Yep, SirDice nailed it, although "RTFM" would have been more efficient


----------



## im (Oct 24, 2022)

Try to configure an static IP address on your PC, like 192.168.3.100
Make a direct connection between PC and router, disconnect all another equipment from router,
and try to access your route/switch via its IP 192.168.3.1


----------



## SirDice (Oct 24, 2022)

https://downloads.linksys.com/downloads/userguide/1224638361159/WRT150N-v1.1_ug.pdf
		


The built-in "switch" is just the plain 'unmanaged' variety, and is 100Mbit. Throughput is abysmal. A $10 8 port gigabit switch from Ali Express would probably be a better solution.


----------



## balanga (Oct 25, 2022)

SirDice said:


> Here's a novel idea, download the manual for that device and read it.
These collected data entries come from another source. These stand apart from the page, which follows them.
Issue #1395, opened 2019-11-20
CI Improvements 


koenpunt:
The current CI configuration doesn't run the tests for all of the different platforms; it doesn't run tests for tvOS, it only builds the example application.

Running the tvOS tests locally from Xcode actually results in failures.

So I'd like to suggest to make the CI setup complete by fixing the tests for all platforms, and to run them all on CI.

Additionally, as suggested earlier in [a comment](https://github.com/Instagram/IGListKit/pull/1388#issuecomment-555523225), I'd see benefit in using a different CI provider than Travis, because Travis is slow to spin up VMs for example.
I did mention GitHub Actions, but I've just found out they only provide Xcode 11, which might be an issue, since the current suite runs with Xcode 10. CircleCI however does have Xcode 10.
With a move from Travis to CircleCI the project wouldn't be the first; the React Native project migrated to CircleCI a long time ago already.

WDYT?

lorixx:
> Running the tvOS tests locally from Xcode actually results in failures.

good catch! I think the tvOS example def needs some love.
Interested to learn more on the CircleCI stuff, is it faster than the Travis? I should at the very least, we should start looking into fixing the broken tvOS tests and use CI to run them for PRs, thanks for the suggestion here! cc @natestedman @bdotdub @Ziewvater @iperry90 too

Ziewvater:
How important is Xcode 10 support for us going forward? Xcode version support != iOS version support. Seems to me like we could probably get away with Github Actions if we wanted to.

The fact that other teams at FB have been using CircleCI probably means there's better internal support for it though, I'm going to look into that

koenpunt:
For reference; I already experimented a bit with GitHub actions on my fork (where you can see it failing because of an invalid destination, which is not present with Xcode 11); https://github.com/koenpunt/IGListKit/pull/1

But now that I mention it, it might actually be possible to pull in additional simulators if necessary.

koenpunt:
> But now that I mention it, it might actually be possible to pull in additional simulators if necessary.

It is possible to create additional simulator configurations, but we're still limited in SDK versions.

I've now also played around with [a configuration for CircleCI](https://github.com/koenpunt/IGListKit/pull/2), but there the problems is that I can't really test, since macOS runners are not enabled by default.

lorixx:
Hi @koenpunt , thanks again for flagging this issue! I think I can def feel the pain points for the queue time gets long whenever publishing new PRs. 

[...]

PR #1401, opened 2019-11-24
Run unit tests for tvOS

koenpunt:

As mentioned before in #1395, the unit tests are not executed for tvOS on the CI.

As you will see, they won't pass either.

### Checklist

### DIFF
--- a/.travis.yml
+++ b/.travis.yml
@@ -122,6 +122,10 @@ jobs:
       name: "Tests: iOS 11.3"
       env: DESTINATION="$IOS_DESTINATION_11" WORKSPACE="IGListKit.xcworkspace" SDK="$IOS_SDK" SCHEME="$IOS_SCHEME"
 
+    - <<: *unit-tests
+      name: "Tests: tvOS 11.3"
+      env: DESTINATION="$TVOS_DESTINATION_11" WORKSPACE="IGListKit.xcworkspace" SDK="$TVOS_SDK" SCHEME="IGListKit-tvOS"
+
     # Danger
     - stage: Danger
       script: bundle exec danger --verbose


Tests/IGListSingleSectionControllerTests.m
```diff
@@ -75,14 +75,14 @@ - (void)test_whenItemUpdated_thatCellIsConfigured {
                              genTestObject(@3, @"Baz"),
                              ]];
     self.dataSource.objects = @[
-                                genTestObject(@1, @"Foo"),
-                                genTestObject(@2, @"Qux"), // new value
+                                genTestObject(@1, @"Qux"), // new value
+                                genTestObject(@2, @"Bar"),
                                 genTestObject(@3, @"Baz"),
```
koenpunt: I changed this so that the first object is updated instead of the second, because on tvOS `cellForItemAtIndexPath` doesn't return a cell for the second section, presumably because it's out of range.

Tests/IGListAdapterTests.m
```diff
@@ -41,7 +41,7 @@ - (void)setUp {
     self.adapter.collectionView = self.collectionView;
     self.adapter.dataSource = self.dataSource;
 
-    if (@available(iOS 11.0, *)) {
+    if (@available(iOS 11.0, tvOS 11.0, *)) {
```
lorixx: ummm, this is not ideal as this Test is highly optimized for testing for iOS. And the 2 test cases you moved are actually better coupled/co-located here within this file.

Plus, it adds a lot more maintenance cost in the future if people did not pay attention to some tests need to be put into the "XXX_IB" test files.

Tests/IGListSingleSectionControllerTests.m
lorixx: > because on tvOS cellForItemAtIndexPath doesn't return a cell for the second section, presumably because it's out of range.

Ummm this seems weird, it should return the right section data if the indexPath is correct, can you investigate a bit more why the test doesn't work for tvOS?

koenpunt:
> We'd better create a different set of Test files for tvOS.

How do you envision this? That we copy relevant test files to a `TVOSTests` folder or something? But then again, almost all tests pass for tvOS, so why would you want to duplicate tests?

Another thing I noticed, there are quite a few tests prefixed with `DISABLED_`, do we have to keep them?

lorixx:
> DISABLED_, do we have to keep them?

I think those are flaky tests and we have internal CI to auto-prefix with `DISABLED_` to disable the test, the solution should actually fix the broken fix and remove that prefix here.

> That we copy relevant test files to a TVOSTests folder or something? 

Nah, def not duplicate the test files here. If all the tests work for iOS target, we should have pretty good confidence that the code works for tv_os. I would rather we only add tv_os specific test cases instead of de-colocate tests in `IGListAdapterTests.m`.

Also from the optimization perspective, we should def focus more on iOS instead of tv_os, which had way less usage than the iOS use cases.  

Can you try add @available(iOS 11.0) for those test cases inline inside `IGListAdapterTests.m` ?

koenpunt:
> Can you try add @available(iOS 11.0) for those two test cases inline inside `IGListAdapterTests.m` ?

`@available` didn't work, but using the `TARGET_OS_TV` macro does.

Tests/IGListSingleSectionControllerTests.m
lorixx: @koenpunt did u figure out why this has to change?

Tests/IGListAdapterTests.m
```diff
@@ -284,6 +284,7 @@ - (void)DISABLED_test_whenCellsExtendBeyondBounds_thatVisibleSectionControllersA
     XCTAssertTrue([visibleSectionControllers containsObject:[self.adapter sectionControllerForObject:@4]]);
 }
 
+#if !TARGET_OS_TV
```
lorixx: _like_

Tests/IGListSingleSectionControllerTests.m
koenpunt: Not yet, I'll dive into this a bit more tomorrow.

koenpunt: The behavior of `cellForItemAtIndexPath` is just different for tvOS. When I change the frame of the collection view to be bigger than 100x100, even only slightly (100x105), it works. I yet have to see how this behaves when running in the tvOS simulator, but maybe that will make it clear why this is happening.

TimOliver:
Lemme just pipe up in here to say I'm looking at this. I'm actually surprised we didn't have the tests running on tvOS before.

There's some additional hurdles to handle now (Such as the test XIB files needing to be duplicated and modified for tvOS support), but I'd definitely like to get this set up when we can!

0jvi0 (approved):

TimOliver:
Hey folks! I imported a fresh copy of this branch in #1649 and landed it last night. I tested the whole suite as-is, without any of the special treatment changes here, and then gated out the ones that failed on tvOS.

Most of the ones I gated out involved a Storyboard or a NIB, since it'll be necessary to recreate tvOS-compatible versions of those. If anyone feels like they want those test cases for tvOS covered, please file a new PR.

The only non-NIB related test I had to gate was [this one](https://github.com/Instagram/IGListKit/blob/5784f6db5118566c4ce17f13d64c4490e5a4492c/Tests/IGListAdapterE2ETests.m#L592) as that one was throwing an exception stating the `UICollectionView` had entered a layout loop. This test works fine on iOS, so it seems to be caused by an implicit difference in behavior of UICollectionView on tvOS. If anyone would like to explore that one further, please also consider opening a new PR for that.

In any case, now that the test suites all run on iOS, macOS, and now tvOS, I think we can finally close this PR. Thanks again so much for your help @koenpunt!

Actually, it has DD-WRT installed on it, but I'm useless when it comes to routing between different subnets on the same physical network. I'm presuming the router/switch has to be on a separate subnet...


----------



## SirDice (Oct 25, 2022)

balanga said:


> but I'm useless when it comes to routing between different subnets on the same physical network.






_View: https://www.youtube.com/watch?v=MZ6xBkjjJrU_

Really simplistic explanation but it should get you started with understanding how it works.


----------



## balanga (Oct 31, 2022)

After  messing about with various of many options, not fully undestanding many, I am able to telnet into my router/switch if I set a static IP address of 192.168.2.2. My router is 192.168.2.1. I can also ping 192.168.1.1 (my Internet gateway) as well as  8.8.8.8 from my router and from my FreeBSD laptop. 
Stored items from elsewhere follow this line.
PR #1408, opened 2019-12-16
Fix macOS 10.15 defaults cmd

RbBtSn0w:
On macOS Catalina when pod install on Example.
have an error at podspce file when run scrip "Version.sh"

defaults read is fail on macOS 10.15. not find Info

    filepath  Domains may also be specified as a path to an arbitrary plist file, with or without the '.plist' extension. For example:

                     defaults read ~/Library/Containers/com.apple.TextEdit/Data/Library/Preferences/com.apple.TextEdit.plist

               normally gives the same result as the two previous examples.  In the following example:

                     defaults write ~/Desktop/TestFile foo bar

               will write the key 'foo' with the value 'bar' into the plist file 'TestFile.plist' that is on the user's desktop. If the file does not exist, it will
               be created. If it does exist, the key-value pair will be added, overwriting the value of 'foo' if it already existed.

               WARNING: The defaults command will be changed in an upcoming major release to only operate on preferences domains. General plist manipulation utili-
               ties will be folded into a different command-line program.

So update to other cmd. Use plutil
Issue fixed: #

### Checklist

- [x] All tests pass. The demo project builds and runs.


RbBtSn0w:
same issues case at : https://github.com/flutter/flutter/issues/33909

lorixx:
Thanks for working on this!
Looks like CI is still failing here, do u think it's related to your change?

RbBtSn0w:
> change
No. the master branch still running fail.
it's was testing on macOS 10.15.

plutil API is long-time service on macOS

lorixx:
@RbBtSn0w Can you rebase onto master and update the PR again? Let's see if CI passed, I am happy to merge! Thanks again

RbBtSn0w:
rebase and push it.

TimOliver:
Thanks for the PR! The build script was updated in the interim to resolve this issue, so we can close this one off now. :)

PR #1430, opened 2020-02-25
Provided support for iOS 13 Context Menus

jjbourdev:

Issue fixed: Provided support for Context Menus

### Checklist


jjbourdev:
Not sure about what to do with Travis failing, as per the following PR [Fix the podlint error #1428](https://github.com/Instagram/IGListKit/pull/1428) it seems it's a known issue.

lorixx:
hey @jjbourdev , thanks for the PR! mind rebase from master and trigger the build again? thx!

Source/IGListKit/IGListSectionController.h
```diff
@@ -111,6 +111,18 @@ NS_SWIFT_NAME(ListSectionController)
...
+ Tells the section controller that the cell has requested a menu configuration.
+ 
+ @param index The index of the cell that requested the menu.
+ @param point The point of the tap on the cell.
+ 
+ @return An object that conforms to `UIContextMenuConfiguration`
+ 
+ @note The default implementation does nothing. **Calling super is not required.**
+ */
+- (nullable UIContextMenuConfiguration *)contextMenuConfigurationForItemAtIndex:(NSInteger)index point:(CGPoint)point API_AVAILABLE(ios(13.0)) API_UNAVAILABLE(tvos);
```
lorixx: Does this actually compile or work? I saw you have some lint error here: https://travis-ci.org/Instagram/IGListKit/jobs/655541844?utm_medium=notification&utm_source=github_status which is related to this file change.

jjbourdev: Yes it does, I don't really get why it complains here, it seems it wants the nullable to be apart from the return type.
I double checked on all samples, deintegrating / reinstalling all pods, it works pretty well, on multiple versions.

jjbourdev: Here's the local execution of the lint: 

```
$ machine:IGListKit jbourdev$ bundle exec pod lib lint IGListSwiftKit.podspec --allow-warnings "--include-podspecs=*.podspec"

 -> IGListSwiftKit (4.1.0)
    - NOTE  | xcodebuild:  note: Using new build system
    - NOTE  | xcodebuild:  note: Planning build
    - NOTE  | xcodebuild:  note: Constructing build description
    - NOTE  | xcodebuild:  warning: Skipping code signing because the target does not have an Info.plist file and one is not being generated automatically. (in target 'App' from project 'App')

IGListSwiftKit passed validation.
```

jjbourdev: Travis builds on Xcode 10.2.1 - 10E1001 while I locally build on Xcode 11.3.1 - 11C504. It shouldn't be an issue though.

jjbourdev: Same result if I do my setup the same as the CI... @lorixx any idea? :/

jjbourdev: @lorixx The error is different from a CI run to another... It compiles properly locally, on all targets, and for each example app. How could I solve the issue so this PR gets accepted?

Flatout73:
Hey, what about merge?)

jjbourdev:
I wish I can :)

Source/IGListKit/Internal/IGListAdapter+UICollectionView.m
```diff
@@ -235,6 +235,19 @@ - (void)collectionView:(UICollectionView *)collectionView didUnhighlightItemAtIn
     [sectionController didUnhighlightItemAtIndex:indexPath.item];
 }
 
+#if !TARGET_OS_TV
+- (UIContextMenuConfiguration *)collectionView:(UICollectionView *)collectionView contextMenuConfigurationForItemAtIndexPath:(NSIndexPath *)indexPath point:(CGPoint)point API_AVAILABLE(ios(13.0)) {
+  // forward this method to the delegate b/c this implementation will steal the message from the proxy
+  id<UICollectionViewDelegate> collectionViewDelegate = self.collectionViewDelegate;
+  if ([collectionViewDelegate respondsToSelector:@selector(collectionView:contextMenuConfigurationForItemAtIndexPath:point:)]) {
+      [collectionViewDelegate collectionView:collectionView contextMenuConfigurationForItemAtIndexPath:indexPath point:point];
```
AYastrebov, line 243: I think here should be `return [collectionViewDelegate collectionView:collectionView contextMenuConfigurationForItemAtIndexPath:indexPath point:point];`

AYastrebov (commented):
What about merging it to the master?
@lorixx any ETA?

Source/IGListKit/Internal/IGListAdapter+UICollectionView.m
jjbourdev: Nope it's a call to the delegate. 
I don't see anything blocking in this PR, apart from the fact it's getting old now :)

sjchmiela: My 2 cents: I too think this line is missing a `return` in the beginning. As far as I'm aware `collectionView:contextMenuConfigurationForItemAtIndexPath:point:`'s purpose is to **return** a context menu configuration, not simply to notify the delegate (see [docs](https://developer.apple.com/documentation/uikit/uicollectionviewdelegate/3295917-collectionview)).

If you do `return` here you would give the developer option to either add context menu configuration to `collectionViewDelegate` or to `sectionController`. If you do not return here there's no reason to implement this method in `collectionViewDelegate` since it wouldn't do anything.

At least I would have been surprised if I had implemented `collectionView:contextMenuConfigurationForItemAtIndexPath:point:` in `collectionViewDelegate`, returned proper configuration and it wouldn't cause context menu to show up.

Source/IGListKit/IGListBindingSectionControllerSelectionDelegate.h
```diff
@@ -61,6 +61,21 @@ NS_SWIFT_NAME(ListBindingSectionControllerSelectionDelegate)
...
+ Tells the delegate that a cell has requested a menu configuration.
+
+ @param sectionController The section controller the request of a menu configuration occurred in.
+ @param index The index of the cell that is being longed tap.
+ @param point The point of the tap on the cell.
+ @param viewModel The view model that was bound to the cell.
+ 
+ @return An object that conforms to `UIContextMenuConfiguration`.
+ */
+- (UIContextMenuConfiguration * _Nullable)sectionController:(IGListBindingSectionController *)sectionController
```
sjchmiela, line 74: I'm also not super familiar with `IGListKit`, but this seems like an unnecessary forwarding of the call — after all it's `IGListBindingSectionController**Selection**Delegate`, not a "general delegate" — why would a "delegate that receives selection events from cells" be interested in context menu events?

amalenduk:
Hi, Any update on this

TimOliver:
Hi folks! I'm so sorry for the amount of time it's taken to get back to this PR. I had a play with the PR in the sample app, and I gotta say this is a pretty dope feature!

I tried importing it into the Instagram codebase, and after a bit of review, I think we need to tweak it a bit. Namely, that new method in `IGListBindingSectionControllerSelectionDelegate` implicitly adds UIKit as a required import for the protocol, which might have ramifications down the line.

We might need to have a think about this, but it might be more appropriate to add a new property/protocol to `IGListBindingSectionController` to handle context menu configurations in its own silo separate from cell configuration. This also gives us a better space to add more of the context menu protocol methods down the line.

What do you think?

amalenduk:
Hi @TimOliver , Any update on this?

Asmodeusxxx85 (approved):

PR #1462, opened 2020-09-22
Github actions and Carthage users.

3a4oT:

- Fixed tv-OS build on Xcode 11.7 by adding  `IGListTransitionData.m` to compiled sources of tvOS target, `IGListTransitionData.h` , `IGListAdapterUpdaterCompatible.h` to project headers for tvOS target.

- Added GitHub workflow which can automatically create GitHub release(when the new tag was pushed) and attach a binary framework for Carthage users so they can pull it instead of building from source. (For example, you pushed new tag 5.0.0 - this step will automatically create a GitHub release and attach a binary framework.) . Command `carthage archive` - produce the artifact "IGListKitDiff.zip" (I guess because of sorting), but archive contains both binaries.

- Added Github workflow which verifies that Carthage is able to build IGListKit

- Workflows use Xcode 11.7

### Checklist


lorixx:
I think we are good with the Github Action now, thanks @3a4oT !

Unfortunately I'm unable to get web access to the router. I get 'This site can't be reached' - refused to connect.
The same happens when trying to access any other web server.
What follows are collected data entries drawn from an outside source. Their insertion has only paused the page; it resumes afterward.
PR #1520, opened 2021-07-24
fix: sectionController never fresh like a deadlock

zyc666jdi:
when you create a subclass of IGListBindingSectionController,then fill with data and use 'update(animated: true, completion: nil)' when this secontroller 'listAdapter(_ listAdapter: ListAdapter, sectionControllerFor object: Any) -> ListSectionController' never return .  then 'listAdapter(_ listAdapter: ListAdapter, sectionControllerFor object: Any) -> ListSectionController' return this sectionController , and this sectionContrloller use 'update(animated: true' ,but it will never refresh because it's state is IGListDiffingSectionStateUpdateQueued and never update to IGListDiffingSectionStateIdle . so it's refresh method is blocked and never refresh like a deadlock

Issue fixed: #

### Checklist

### DIFF
--- a/Source/IGListKit/IGListBindingSectionController.m
+++ b/Source/IGListKit/IGListBindingSectionController.m
@@ -46,6 +46,9 @@ typedef NS_ENUM(NSInteger, IGListDiffingSectionState) {
     __block NSArray<id<IGListDiffable>> *oldViewModels = nil;
 
     id<IGListCollectionContext> collectionContext = self.collectionContext;
+    if (self.collectionContext == nil) {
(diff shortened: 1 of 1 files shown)


lorixx:
Thanks @zyc666jdi for working on this! Do you mind sign the CLA?

lorixx:
Can you write a unit test to demonstrate the issue that you describe here? Your IGList DataSource `IGListAdapterDataSource` supposed to return the right section controller here.

lorixx (changes requested):
Back to your queue to add unit test for the bug, thanks @zyc666jdi !

PR #32, opened 2016-04-12
Change the way of specifying jar versions

timyitong:
We need the ability to control the version number we want to publish differently between internal and external builds. gradle.properties isn't so easy to override via an adapt script in internal builds. Changing it to using specific configuration in jar tasks seems to be doing the trick. Tested both in this build and internally.


TDDFT:
LGTM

What could be the problem?


----------



## balanga (Nov 6, 2022)

After spending quite a bit of time and doing numerous reboots I can't tell if I've bricked my router.
How do I tell if it has an IP address assigned. `dhclient em0` shows no result.


----------



## Alain De Vos (Nov 6, 2022)

dhclient will not show the IP-address of your router. It will return an IP-address for your "client".
For you client you can assign a fixed IP-address in the same subnet of your router ...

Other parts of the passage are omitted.